== DATA PROVIDED ==
Issue #3996, opened 2025-03-07
[CI]: fix commands being stuck problem


apostasie:
Some commands being tested do deadlock sometimes.
This is particularly true for EL8, for yet undiagnosed reasons.

Because we do not timeout on command execution, the runner will just kill everything, and we do not get any information about which command (nor which test) did actually deadlock, and no logs of course.

We should be able to have some command execution default deadline in place at the test tooling level.
That way, commands being stuck for more than say, 5 minutes, should break and we would report a failed "timed-out test" along with appropriate logs.

@AkihiroSuda can you assign this to me please?

apostasie:
@fahedouch can you slate this for milestone 2.x.x?

Issue #3883, opened 2025-02-14
CI: icmd is not usable to test when binary expect a console


apostasie:
### Description

icmd passes an io.Multiwriter for stdout and stderr of the underlying command.

So (even if stdout is a proper pty), the command will still bail out if it requires a console (because "inappropriate ioctl for device").

That, along with the gymnastic in containerd/console - took me half a day to figure out why the eff I would not get anything on out with attach tests.

I am not sure we should continue using icmd.
The added value of it is rather limited (literally a few dozens lines of code that we are still using) , and I am not particularly interested in going over there to hack on it.

I *will* bypass it so that we can get #3591 in either way, so, might be time to bite the bullet and ditch it.

### Steps to reproduce the issue

1.
2.
3.

### Describe the results you received and expected

na

### What version of nerdctl are you using?

main

### Are you using a variant of nerdctl? (e.g., Rancher Desktop)

None

apostasie:
/dibs

I'll get us away from icmd once I am done with the CI-build series.

@AkihiroSuda can you assign?

apostasie:
@fahedouch can you slate this for milestone 2.x.x?

PR #4040, opened 2025-03-27
[CI] new command implementation for tests

apostasie:
This PR is a tigron changeset addressing a few important issues:
- #3883
- #3996
- unlogged issue: dangling processes left behind

In a shell: icmd does not provide value for us. Most of its features we do not use, and the simple wrapping around golang command exec is causing more issues than it solves - icmd does replace the process standard streams with its own buffers, which gets in the way of using ptys, does not provide proper timeout logic for stuck processes, and does not seem to kill process groups properly.

This PR does away with it, and replace it with an internal com.Command that does offer:
- proper timeout
- pty handling
- proper process group termination

... along with absorbing a large part of the logic that was previously baked into test/command.go (env filtering, cloning, command wrapping).

While this should technically be (mostly) transparent for tests, some of the logic changes with timeout and pty / stdin handling required adaptation of some functions signatures.

Specifically:
- `Background(timeout)` is now simply `Background()`, as the new `WithTimeout` helper now applies to any command, and not just the background-ed ones
- `WithPTY` no longer supports the extra "writers" argument. To write to stdin, the same methods can now be used whether or not we are working with a PTY
- the previous `WithStdin` method was ill-named/ill-advised, as it is not setting stdin, but writing to stdin, can be used repeatedly, and lacked flexibility. It has been replaced by Feed(io.Reader) for the simpler cases, and WithFeeder(func()io.Reader) that allows for more complex logic before writing to stdin (like Pty(writers) used to)

Finally, this PR also provides stuff that came up as necessary while working on the new command:
- minimal improvements over debugging information output readability
- (cosmetic) changes to prepare for version 2 of golangci
- the testing of internal Command itself did motivate the addition of leak detection and an internal assert library

While on the surface this PR is minimally impactful, this is actually a profound change, and I assume a few rounds will be needed before taking it out of "draft". Specifically, the current default timeout for commands execution is set at 3 minutes, and we might want to adjust that (eg: shorten it generally, and set it explicitly for tests that require longer)

It is ready for review though.


mod/tigron/internal/com/package_test.go
```diff
@@ -0,0 +1,95 @@
...
+
+package com_test
+
+import (
+	"fmt"
+	"os"
+	"testing"
+
+	"github.com/rs/zerolog"
+	"github.com/rs/zerolog/log"
```
AkihiroSuda, line 25: Can we avoid mixing up multiple logging libraries?

If some feature is missing in containerd/log, please open an issue in https://github.com/containerd/log

mod/tigron/internal/highk/fileleak.go
```diff
@@ -0,0 +1,117 @@
...
+
+	_ = cmd.Run()
+
+	_, _ = file.Seek(0, 0)
+
+	return io.ReadAll(file)
+}
+
+// Diff will return a slice of strings showing the diff between two strings.
+func Diff(one, two string) []string {
```
AkihiroSuda, line 64: Can we have a unit test?

mod/tigron/internal/assertive/assertive.go
```diff
@@ -0,0 +1,169 @@
...
+	t.Helper()
+
+	if !errors.Is(err, compErr) {
+		t.Log("expected error to be:", compErr, "- instead it is:", err)
+		failNow(t, msg...)
+	}
+}
+
+// IsEqual immediately fails a test if the two interfaces are not equal.
+func IsEqual(t testingT, actual, expected interface{}, msg ...string) {
```
AkihiroSuda, line 53:
```suggestion
func IsEqual(t testingT, expected, actual interface{}, msg ...string) {
```

To follow https://pkg.go.dev/github.com/stretchr/testify/assert#Equal

mod/tigron/internal/com/package_test.go
apostasie: containerd/log is based on logrus - which is in maintenance, has bad performance compared to more modern loggers and is not resource efficient. IMHO logrus is not a good choice for new projects...

mod/tigron/internal/highk/fileleak.go
apostasie: This is a very rough first draft for the fileleak detector that is solely used internally by tigron for its own testing.
It does its job for that limited purpose, but before I turn it on for others, a lot of work should happen on it (probably rewriting parts of lsof in go), so, most of that code is throwable at this point - tests will come later on with better code.

apostasie:
@AkihiroSuda thanks for the early review on this.

I am breaking it down in smaller chunks to simplify the discussion, so, let see what remains here once we are done with the more trivial stuff in the breakout PRs.

mod/tigron/internal/assertive/assertive.go
apostasie: Conversation moved to #4042.

mod/tigron/internal/highk/fileleak.go
apostasie: Moved to #4044

mod/tigron/internal/com/package_test.go
apostasie: @AkihiroSuda I do appreciate that nerdctl does not want a second logging library though (for the very same reason I do not want logrus in my projects...).

What about I come up with an interface for the logger inside Tigron, and then people use whatever logging system they want?

apostasie: Either way Tigron should not be into logging at all and should not have opinions on this. Most of the framework should and does use `t.Log`. The usefulness of the logger is and should stay limited to advanced debugging of internal packages.

AkihiroSuda: > an interface for logger

👍

mod/tigron/expect/exit.go
```diff
@@ -21,9 +21,12 @@ const (
 	ExitCodeSuccess = 0
 	// ExitCodeGenericFail will verify that the command ran and exited with a non-zero error code.
 	// This does NOT include timeouts, cancellation, or signals.
-	ExitCodeGenericFail = -1
+	ExitCodeGenericFail = -10
```
apostasie, line 24: Note: in some cases, go exec may return -1 exit code, which would be colliding with these - which is why this is getting moved to -10 etc

mod/tigron/internal/com/package_test.go
apostasie: Yanked out the logger, so marking as resolved - but please don't waste time reviewing right now until I hammer the kinks out and we merge all the dependents.

apostasie:
Geeeeeeeez github.

@AkihiroSuda moving to #4056

Sorry about that.

Done:
- yanked out the logger
- CI is (should be) green
- cleaned-up the commits

PR #4048, opened 2025-03-27
[CI] Update golangci to v2

apostasie:
This updates golangci to their newly released v2.

1. convert the configuration file to the new format
2. update the makefile install task (also bump version for other tools we use)
3. remove go-imports-reviser - we can now use `gci` (bundled with golangci) with 99% compatibility (save a handful of changes required in code)
4. remove fix-imports, lint-imports (see ^)

I opted to configure the new .golangci.yml for the minimal set of changes to the source code.
However, that meant disabling a bunch of checks from `staticcheck` and a couple of formatters, that we may want to investigate / enable.

PR #4051, opened 2025-03-28
[CI] golangci v2: review, fix, document, rules

apostasie:
@fahedouch @AkihiroSuda 

This comes on top of #4048 of course.

#4048 changed almost nothing in code.

This here:
- fixes a handful of code issues allowing us to re-enable rules
- re-organize the golangci yml file to document rules and priorities to fix

For the first part that actively change code, each fix is a separate commit, so, it should be easy to just drop one if we do not agree that it was necessary:
- revive redundant-import-alias
- revive struct-tag
- revive time-equal
- revive unexported-naming
- revive if-return
- revive filename-format
- revive import-alias-naming
- static check QF1004
- static check ST1005

For the second part, I did organize rules in groups:
- P0: must fix ASAP
- P1: not critical, but should fix
- P2: nice to have
- Disabled: we don't want them

I also added the number of occurrences for each failing rule, giving the reader a sense of how much of an effort that would be.

This of course is just my (informed) personal opinion on things, so, happy to change rules to go to different categories based on feedback, so, hit me up.

I also re-enabled gocritic (and disabled prealloc), but have not reviewed its ruleset yet.


apostasie:
CI failure is unrelated (#3513 )

AkihiroSuda:
Needs rebase

apostasie:
Rebased.

AkihiroSuda (approved):
Thanks

PR #4045, opened 2025-03-27
[CI] Tigron breakout 4: adding a few tests 

apostasie:
Small breakout.
Just adding some simple tests for data, config, requirements.

PR #4044, opened 2025-03-27
[CI] Tigron breakout 3: leak detection

apostasie:
On top of the two previous breakouts.

This PR adds `internal/highk` in preparation for the command rewrite.

Currently, the implementation relies on Uber library for go routines, and on parsing the output of lsof for fd.

I have used it intensively while rewriting Command. It has been very useful so far, but it certainly needs more work.

Proposal is to first start using it internally for Tigron own testing (as for the upcoming Command), hammer the kinks and then consider adding it as a feature of the test framework.

For an example on how it can be used at this point: https://github.com/containerd/nerdctl/blob/958c566a121d22391e121faf0e0fda39329188ed/mod/tigron/internal/com/package_test.go#L55-L95

PR #4056, opened 2025-03-29
[CI] new command implementation for tests

### LINKED ISSUE #3883: CI: icmd is not usable to test when binary expect a console

### LINKED ISSUE #3996: [CI]: fix commands being stuck problem

apostasie:
Note this is a large PR, though the bulk of the changes are under a couple of files in `mod/tigron/internal`, and probably half of it is just tests.

This PR is a tigron changeset addressing a few important issues:
- fix #3883
- fix #3996
- unlogged issue: dangling processes left behind

In a shell: icmd does not provide value for us. Most of its features we do not use, and the simple wrapping around golang command exec is causing more issues than it solves - icmd does replace the process standard streams with its own buffers, which gets in the way of using ptys, does not provide proper timeout logic for stuck processes, and does not seem to kill process groups properly.

This PR does away with it, and replace it with an internal com.Command that does offer:
- proper timeout
- pty handling
- proper process group termination

... along with absorbing a large part of the logic that was previously baked into test/command.go (env filtering, cloning, command wrapping).

While this should technically be (mostly) transparent for tests, some of the logic changes with timeout and pty / stdin handling required adaptation of some functions signatures.

Specifically:
- `Background(timeout)` is now simply `Background()`, as the new `WithTimeout` helper now applies to any command, and not just the background-ed ones
- `WithPTY` no longer supports the extra "writers" argument. To write to stdin, the same methods can now be used whether or not we are working with a PTY
- the previous `WithStdin` method was ill-named/ill-advised, as it is not setting stdin, but writing to stdin, can be used repeatedly, and lacked flexibility. It has been replaced by `Feed(io.Reader)` for the simpler cases, and `WithFeeder(func()io.Reader)` that allows for more complex logic before writing to stdin (like `Pty(writers)` used to)

Note that we might want to tweak the current default timeout for commands execution (3 minutes rn).

Blocked by:
- #4041 
- #4042
- #4044 
- #4045 
- #4047 
- #4054
- #4058

Preferable to merge after:
- #4048 
- #4051 
- #4062

TODO:
- [x] green CI
- [x] mute the logging from pipes by default


cmd/nerdctl/container/container_inspect_linux_test.go
```diff
@@ -30,6 +30,7 @@ import (
 
 	"github.com/containerd/nerdctl/mod/tigron/expect"
 	"github.com/containerd/nerdctl/mod/tigron/test"
+
```
apostasie, line 33: Should disappear once we get the golangci v2 PR in.

apostasie:
@AkihiroSuda I will deal with the rebasing once we get all the dependent PR merged-in, but this is ready for review for all intent and purposes.

I am not sure we can break this down further in individual PRs (I did break it in individual commits though, that should help review), but LMK if you want me to yank something specific out in a separate PR.

apostasie:
Reviewers: all commits except one are mundane.

The _one that matters_ is: https://github.com/containerd/nerdctl/pull/4056/commits/2bc62a52058dd5be66321e9fb4d18c0d3c88c974#diff-66fe4e3b3287c94bcd9942c86d92bb7259988cbc2aa6345a47dc2b56d14f411b - which contains the new command implementation.
Every other commit is to adapt tests to that.

apostasie:
I guess we are having a birthday party today - for ghcr.io/stargz-containers/alpine:3.13-org

CreatedAt: "2021-03-31T17:21:23Z"

So, this is no longer "3 years ago" - it is now "4 years ago"...

Need to do something for that test.

Vagrantfile.freebsd
```diff
@@ -59,7 +59,7 @@ Vagrant.configure("2") do |config|
         set -eux -o pipefail
         daemon -o containerd.out containerd
         sleep 3
-        /root/go/bin/nerdctl run --rm --net=none dougrabson/freebsd-minimal:13 echo "Nerdctl is up and running."
+        /root/go/bin/nerdctl run --rm --quiet --net=none dougrabson/freebsd-minimal:13 echo "Nerdctl is up and running."
```
AkihiroSuda, line 62: ?

AkihiroSuda (approved):
Thanks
===
■ **TASK DETAILS**:
What is needed is an exact copy of the entries above, from the first line through the line holding "That way, commands", with both of those lines kept; please give nothing else.

■ **SOLUTION**:
Issue #3996, opened 2025-03-07
[CI]: fix commands being stuck problem


apostasie:
Some commands being tested do deadlock sometimes.
This is particularly true for EL8, for yet undiagnosed reasons.

Because we do not timeout on command execution, the runner will just kill everything, and we do not get any information about which command (nor which test) did actually deadlock, and no logs of course.

We should be able to have some command execution default deadline in place at the test tooling level.
That way, commands being stuck for more than say, 5 minutes, should break and we would report a failed "timed-out test" along with appropriate logs.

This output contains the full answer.